**Task item**:
Your job is to return every line in the data holding the string "instead".

**Records for the exercise**:
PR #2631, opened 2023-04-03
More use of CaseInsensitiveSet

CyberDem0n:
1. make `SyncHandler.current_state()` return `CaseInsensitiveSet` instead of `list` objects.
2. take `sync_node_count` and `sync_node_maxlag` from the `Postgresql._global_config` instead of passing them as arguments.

**Response to the exercise**:
1. make `SyncHandler.current_state()` return `CaseInsensitiveSet` instead of `list` objects.
2. take `sync_node_count` and `sync_node_maxlag` from the `Postgresql._global_config` instead of passing them as arguments.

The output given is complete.